**Instructions to follow:** Look for "testing" in the material below and show each line that contains it.

────

PR #1515, opened 2025-01-30
podman-compose cannot recognize relative paths correctly

TamiTakamiya:
Jira Issue: n/a

## Description

podman-compose 1.20 has an issue to recognize relative paths given with `-f` parameter. ([reference](https://github.com/containers/podman-compose/issues/1059))
Since it still can process absolute paths, we'll update our `Makefile` to use absolute paths by adding `${PWD}` in front of relative paths

### Steps to test
1. Pull down the PR
2. Run some make targets that uses `podman-compose`, like `make start-backends`.

### Scenarios tested

Manually ran `make` targets.

## Production deployment

### DIFF
--- a/Makefile
+++ b/Makefile
@@ -67,27 +67,27 @@ run-server-containerized:
 
 .PHONY: docker-compose
 docker-compose:
-	${COMPOSE_RUNTIME} -f tools/docker-compose/compose.yaml up --remove-orphans
+	${COMPOSE_RUNTIME} -f ${PWD}/tools/docker-compose/compose.yaml up --remove-orphans
 
 .PHONY: start-db
 # Run db in container for running Django application from source
 start-db:
-	${COMPOSE_RUNTIME} -f tools/docker-compose/compose-db.yaml up --remove-orphans -d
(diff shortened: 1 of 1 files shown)


manstis (approved):
LGTM :+1:

Makefile
```diff
@@ -67,27 +67,27 @@ run-server-containerized:
...
 # Run db in container for running Django application from source
 start-db:
-	${COMPOSE_RUNTIME} -f tools/docker-compose/compose-db.yaml up --remove-orphans -d
+	${COMPOSE_RUNTIME} -f ${PWD}/tools/docker-compose/compose-db.yaml up --remove-orphans -d
 
 .PHONY: stop-db
 # stop db container
 stop-db:
-	${COMPOSE_RUNTIME} -f tools/docker-compose/compose-db.yaml up down
+	${COMPOSE_RUNTIME} -f ${PWD}/tools/docker-compose/compose-db.yaml down
```
TamiTakamiya, line 80: This was not related to the `podman-compose` issue.  But it did not work unless I removed `up` :-)

omaciel (approved):
/lgtm

PR #1520, opened 2025-02-04
Schema1: enable playbook and role geneation events

goneri:


manstis (commented):
Does this need unit testing?

manstis (approved):
> Does this need unit testing?

Clearly not :partying_face:

PR #1523, opened 2025-02-05
PlaybookExplanationFeedback: do not accept action == 3

goneri:
Partial revert of b2e04ee to be sure we don't accept an `PlaybookExplanationFeedback` event when action == 3 and fix the name
of the actions in the OpenAPI schema.


manstis (approved):
LGTM :+1:

goneri:
Sorry, I missed that part. I just reopened @mabashian's PR.

PR #1526, opened 2025-02-10
Add scaffolding for role explanation endpoint

mabashian:
Jira Issue: https://issues.redhat.com/browse/AAP-39792

## Description
An attempt to scaffold in the role explanation endpoint

### Steps to test
1. Pull down the PR
2. Check out the swagger api schema and compare against proposal in Jira
3. Ensure unit tests run successfully

## Production deployment

### DIFF
--- a/README-ANSIBLE_AI_MODEL_MESH_CONFIG.md
+++ b/README-ANSIBLE_AI_MODEL_MESH_CONFIG.md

────

**Expected answer:**
Does this need unit testing?
> Does this need unit testing?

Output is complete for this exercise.